[Collected data]
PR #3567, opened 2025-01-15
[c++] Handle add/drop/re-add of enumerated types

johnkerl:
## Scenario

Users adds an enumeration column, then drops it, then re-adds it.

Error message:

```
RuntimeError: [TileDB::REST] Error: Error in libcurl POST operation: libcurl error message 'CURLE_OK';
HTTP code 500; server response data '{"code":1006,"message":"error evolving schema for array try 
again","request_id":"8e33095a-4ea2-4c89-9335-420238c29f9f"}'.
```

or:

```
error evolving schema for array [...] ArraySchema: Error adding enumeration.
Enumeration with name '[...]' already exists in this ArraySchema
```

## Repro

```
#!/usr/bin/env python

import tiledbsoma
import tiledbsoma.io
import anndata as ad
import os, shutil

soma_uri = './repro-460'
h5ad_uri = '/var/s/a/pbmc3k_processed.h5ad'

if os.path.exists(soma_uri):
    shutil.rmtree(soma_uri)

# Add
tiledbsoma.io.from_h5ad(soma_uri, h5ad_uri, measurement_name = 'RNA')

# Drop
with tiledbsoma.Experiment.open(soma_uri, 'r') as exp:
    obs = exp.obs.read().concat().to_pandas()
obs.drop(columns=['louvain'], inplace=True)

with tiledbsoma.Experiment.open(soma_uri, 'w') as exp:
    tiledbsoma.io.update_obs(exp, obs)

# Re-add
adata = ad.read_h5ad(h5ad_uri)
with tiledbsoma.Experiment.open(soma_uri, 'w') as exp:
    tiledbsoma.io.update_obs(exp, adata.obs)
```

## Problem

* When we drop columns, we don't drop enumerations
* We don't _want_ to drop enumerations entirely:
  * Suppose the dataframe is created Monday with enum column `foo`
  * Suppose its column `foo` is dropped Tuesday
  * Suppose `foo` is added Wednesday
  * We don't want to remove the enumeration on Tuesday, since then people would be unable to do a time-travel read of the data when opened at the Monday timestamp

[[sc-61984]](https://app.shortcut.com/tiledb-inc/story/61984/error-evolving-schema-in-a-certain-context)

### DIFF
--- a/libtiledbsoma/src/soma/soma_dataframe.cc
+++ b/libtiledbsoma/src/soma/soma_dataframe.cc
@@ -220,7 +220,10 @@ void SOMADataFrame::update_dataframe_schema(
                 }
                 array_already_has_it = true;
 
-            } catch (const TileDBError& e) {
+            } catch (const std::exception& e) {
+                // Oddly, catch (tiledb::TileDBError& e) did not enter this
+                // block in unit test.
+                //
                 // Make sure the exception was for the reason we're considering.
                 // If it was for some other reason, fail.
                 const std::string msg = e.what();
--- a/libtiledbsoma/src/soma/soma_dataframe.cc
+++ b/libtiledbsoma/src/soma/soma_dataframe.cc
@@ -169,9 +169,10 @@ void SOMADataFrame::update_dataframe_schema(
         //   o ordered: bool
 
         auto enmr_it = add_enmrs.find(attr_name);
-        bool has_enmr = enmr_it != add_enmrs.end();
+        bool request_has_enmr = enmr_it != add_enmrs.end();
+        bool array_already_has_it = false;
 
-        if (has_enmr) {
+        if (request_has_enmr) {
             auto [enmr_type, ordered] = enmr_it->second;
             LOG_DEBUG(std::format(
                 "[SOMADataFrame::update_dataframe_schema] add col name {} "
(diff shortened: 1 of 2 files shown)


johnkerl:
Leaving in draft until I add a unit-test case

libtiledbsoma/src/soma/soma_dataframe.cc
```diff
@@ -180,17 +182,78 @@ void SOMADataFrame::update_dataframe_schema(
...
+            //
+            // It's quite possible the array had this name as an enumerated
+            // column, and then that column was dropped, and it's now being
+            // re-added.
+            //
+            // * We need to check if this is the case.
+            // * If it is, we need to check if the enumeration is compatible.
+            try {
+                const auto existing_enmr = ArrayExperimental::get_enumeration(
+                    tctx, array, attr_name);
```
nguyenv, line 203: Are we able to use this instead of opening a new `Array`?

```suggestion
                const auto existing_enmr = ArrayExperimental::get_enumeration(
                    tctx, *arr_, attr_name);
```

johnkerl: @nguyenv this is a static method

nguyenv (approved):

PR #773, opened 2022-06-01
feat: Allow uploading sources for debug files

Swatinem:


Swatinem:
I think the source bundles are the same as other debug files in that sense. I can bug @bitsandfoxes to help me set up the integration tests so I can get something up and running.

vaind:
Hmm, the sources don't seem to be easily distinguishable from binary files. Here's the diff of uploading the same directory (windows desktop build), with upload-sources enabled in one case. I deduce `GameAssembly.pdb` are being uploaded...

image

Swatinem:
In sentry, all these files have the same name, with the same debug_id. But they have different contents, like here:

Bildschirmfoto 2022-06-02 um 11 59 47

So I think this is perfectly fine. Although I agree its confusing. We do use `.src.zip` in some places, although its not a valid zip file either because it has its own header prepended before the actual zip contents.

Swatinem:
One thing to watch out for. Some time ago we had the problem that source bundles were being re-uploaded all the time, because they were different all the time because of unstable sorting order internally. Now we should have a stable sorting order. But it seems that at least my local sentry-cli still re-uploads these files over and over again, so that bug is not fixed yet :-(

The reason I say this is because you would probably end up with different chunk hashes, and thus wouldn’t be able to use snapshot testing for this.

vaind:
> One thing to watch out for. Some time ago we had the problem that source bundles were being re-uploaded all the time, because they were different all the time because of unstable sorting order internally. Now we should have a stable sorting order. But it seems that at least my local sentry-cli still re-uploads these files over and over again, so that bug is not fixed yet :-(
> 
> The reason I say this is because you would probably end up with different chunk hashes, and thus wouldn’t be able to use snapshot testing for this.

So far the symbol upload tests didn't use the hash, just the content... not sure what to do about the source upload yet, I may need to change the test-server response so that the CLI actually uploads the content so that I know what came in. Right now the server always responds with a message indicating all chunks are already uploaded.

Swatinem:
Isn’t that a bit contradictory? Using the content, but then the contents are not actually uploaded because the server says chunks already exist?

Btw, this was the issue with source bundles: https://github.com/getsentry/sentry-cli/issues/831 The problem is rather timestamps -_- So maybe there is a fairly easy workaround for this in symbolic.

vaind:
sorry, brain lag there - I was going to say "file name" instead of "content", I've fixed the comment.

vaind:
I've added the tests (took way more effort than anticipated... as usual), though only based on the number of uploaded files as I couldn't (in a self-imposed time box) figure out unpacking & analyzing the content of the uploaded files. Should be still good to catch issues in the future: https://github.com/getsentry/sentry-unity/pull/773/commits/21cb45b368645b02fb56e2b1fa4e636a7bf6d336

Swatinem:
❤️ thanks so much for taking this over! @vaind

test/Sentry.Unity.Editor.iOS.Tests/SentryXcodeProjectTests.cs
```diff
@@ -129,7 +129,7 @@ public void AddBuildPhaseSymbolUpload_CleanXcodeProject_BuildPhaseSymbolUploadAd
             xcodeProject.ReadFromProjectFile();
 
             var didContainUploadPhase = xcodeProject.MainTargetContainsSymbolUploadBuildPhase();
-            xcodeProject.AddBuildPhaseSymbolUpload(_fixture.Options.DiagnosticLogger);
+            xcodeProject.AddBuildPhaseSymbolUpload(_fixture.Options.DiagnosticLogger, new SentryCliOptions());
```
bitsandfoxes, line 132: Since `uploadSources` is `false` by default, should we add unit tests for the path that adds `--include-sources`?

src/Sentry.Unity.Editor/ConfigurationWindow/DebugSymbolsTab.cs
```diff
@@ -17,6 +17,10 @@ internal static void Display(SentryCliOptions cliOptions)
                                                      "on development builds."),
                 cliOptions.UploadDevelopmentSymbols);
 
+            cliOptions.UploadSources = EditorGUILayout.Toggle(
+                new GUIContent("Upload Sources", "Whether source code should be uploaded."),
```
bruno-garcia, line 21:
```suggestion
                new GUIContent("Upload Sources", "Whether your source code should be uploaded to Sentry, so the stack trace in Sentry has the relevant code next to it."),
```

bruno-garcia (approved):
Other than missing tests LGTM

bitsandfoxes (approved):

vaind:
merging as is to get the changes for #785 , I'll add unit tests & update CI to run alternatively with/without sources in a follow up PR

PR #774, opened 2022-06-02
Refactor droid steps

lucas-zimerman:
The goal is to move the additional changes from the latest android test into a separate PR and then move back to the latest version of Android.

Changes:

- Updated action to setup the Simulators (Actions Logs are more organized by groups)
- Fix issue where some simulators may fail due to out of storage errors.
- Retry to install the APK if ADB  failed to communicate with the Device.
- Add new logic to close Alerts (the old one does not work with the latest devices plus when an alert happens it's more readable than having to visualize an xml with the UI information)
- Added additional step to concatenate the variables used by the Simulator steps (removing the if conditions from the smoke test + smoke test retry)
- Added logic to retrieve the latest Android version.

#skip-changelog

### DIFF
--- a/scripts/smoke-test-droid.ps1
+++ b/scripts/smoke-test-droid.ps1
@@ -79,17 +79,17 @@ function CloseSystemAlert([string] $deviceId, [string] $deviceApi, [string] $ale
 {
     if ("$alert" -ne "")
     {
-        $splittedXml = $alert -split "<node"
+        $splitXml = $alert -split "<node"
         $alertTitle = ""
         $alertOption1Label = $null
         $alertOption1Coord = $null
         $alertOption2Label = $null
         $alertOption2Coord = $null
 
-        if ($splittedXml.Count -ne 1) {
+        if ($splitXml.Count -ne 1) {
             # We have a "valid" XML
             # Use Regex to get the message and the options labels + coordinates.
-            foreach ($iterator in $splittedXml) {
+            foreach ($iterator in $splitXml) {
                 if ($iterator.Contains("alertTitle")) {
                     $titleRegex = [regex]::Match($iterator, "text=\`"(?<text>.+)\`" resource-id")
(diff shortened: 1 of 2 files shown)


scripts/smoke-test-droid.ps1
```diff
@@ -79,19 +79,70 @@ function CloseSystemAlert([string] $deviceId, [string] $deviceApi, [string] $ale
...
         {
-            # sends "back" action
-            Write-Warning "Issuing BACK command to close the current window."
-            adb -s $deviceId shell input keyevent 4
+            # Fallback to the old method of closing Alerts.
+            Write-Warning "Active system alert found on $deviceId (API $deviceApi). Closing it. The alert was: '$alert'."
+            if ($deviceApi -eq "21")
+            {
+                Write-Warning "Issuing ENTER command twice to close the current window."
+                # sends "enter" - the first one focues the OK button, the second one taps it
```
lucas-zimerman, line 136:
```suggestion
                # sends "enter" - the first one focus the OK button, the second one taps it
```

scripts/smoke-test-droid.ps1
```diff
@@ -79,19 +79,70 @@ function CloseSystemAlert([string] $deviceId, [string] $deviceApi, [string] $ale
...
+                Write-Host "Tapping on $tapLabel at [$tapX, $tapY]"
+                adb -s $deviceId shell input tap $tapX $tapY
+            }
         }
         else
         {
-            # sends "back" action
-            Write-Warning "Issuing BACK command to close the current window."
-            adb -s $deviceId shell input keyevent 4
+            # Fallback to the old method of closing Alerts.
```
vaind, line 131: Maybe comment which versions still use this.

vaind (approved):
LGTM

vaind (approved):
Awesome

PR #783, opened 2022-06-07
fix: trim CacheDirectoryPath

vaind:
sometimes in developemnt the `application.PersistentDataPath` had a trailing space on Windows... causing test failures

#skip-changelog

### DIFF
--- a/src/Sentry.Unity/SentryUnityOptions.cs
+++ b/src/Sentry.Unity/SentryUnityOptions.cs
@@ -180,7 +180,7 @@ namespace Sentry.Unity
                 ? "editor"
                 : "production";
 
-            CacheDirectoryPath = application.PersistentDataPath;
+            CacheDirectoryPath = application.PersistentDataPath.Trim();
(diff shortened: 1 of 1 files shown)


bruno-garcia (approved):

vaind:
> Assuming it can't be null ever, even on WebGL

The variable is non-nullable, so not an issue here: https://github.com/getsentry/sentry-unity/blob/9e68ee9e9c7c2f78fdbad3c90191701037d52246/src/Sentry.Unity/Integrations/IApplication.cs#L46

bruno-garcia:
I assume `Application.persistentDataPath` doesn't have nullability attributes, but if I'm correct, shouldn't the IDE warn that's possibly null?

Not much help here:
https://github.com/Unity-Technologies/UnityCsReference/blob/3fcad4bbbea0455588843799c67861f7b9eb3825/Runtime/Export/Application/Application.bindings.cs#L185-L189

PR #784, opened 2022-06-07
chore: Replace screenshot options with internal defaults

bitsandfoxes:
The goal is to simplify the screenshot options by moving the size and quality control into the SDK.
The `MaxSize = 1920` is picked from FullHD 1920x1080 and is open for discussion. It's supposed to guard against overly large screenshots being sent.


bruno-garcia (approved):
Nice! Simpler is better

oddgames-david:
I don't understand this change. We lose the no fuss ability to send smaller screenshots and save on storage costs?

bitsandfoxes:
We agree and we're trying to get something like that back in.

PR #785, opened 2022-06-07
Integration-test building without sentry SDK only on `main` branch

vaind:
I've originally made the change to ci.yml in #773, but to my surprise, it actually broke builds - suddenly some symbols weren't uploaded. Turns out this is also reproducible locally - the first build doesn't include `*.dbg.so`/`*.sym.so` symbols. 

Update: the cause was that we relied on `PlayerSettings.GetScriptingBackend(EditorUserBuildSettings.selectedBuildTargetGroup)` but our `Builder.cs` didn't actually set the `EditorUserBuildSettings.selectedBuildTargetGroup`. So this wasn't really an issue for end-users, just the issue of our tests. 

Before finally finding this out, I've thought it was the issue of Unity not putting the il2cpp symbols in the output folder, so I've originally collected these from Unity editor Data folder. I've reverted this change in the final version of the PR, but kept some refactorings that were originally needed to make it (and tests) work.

## Task description
Reproduce verbatim the lines above, from the line with "even on WebGL" through the line with "The goal is to simplify".

## Response for this exercise
> Assuming it can't be null ever, even on WebGL

The variable is non-nullable, so not an issue here: https://github.com/getsentry/sentry-unity/blob/9e68ee9e9c7c2f78fdbad3c90191701037d52246/src/Sentry.Unity/Integrations/IApplication.cs#L46

bruno-garcia:
I assume `Application.persistentDataPath` doesn't have nullability attributes, but if I'm correct, shouldn't the IDE warn that's possibly null?

Not much help here:
https://github.com/Unity-Technologies/UnityCsReference/blob/3fcad4bbbea0455588843799c67861f7b9eb3825/Runtime/Export/Application/Application.bindings.cs#L185-L189

PR #784, opened 2022-06-07
chore: Replace screenshot options with internal defaults

bitsandfoxes:
The goal is to simplify the screenshot options by moving the size and quality control into the SDK.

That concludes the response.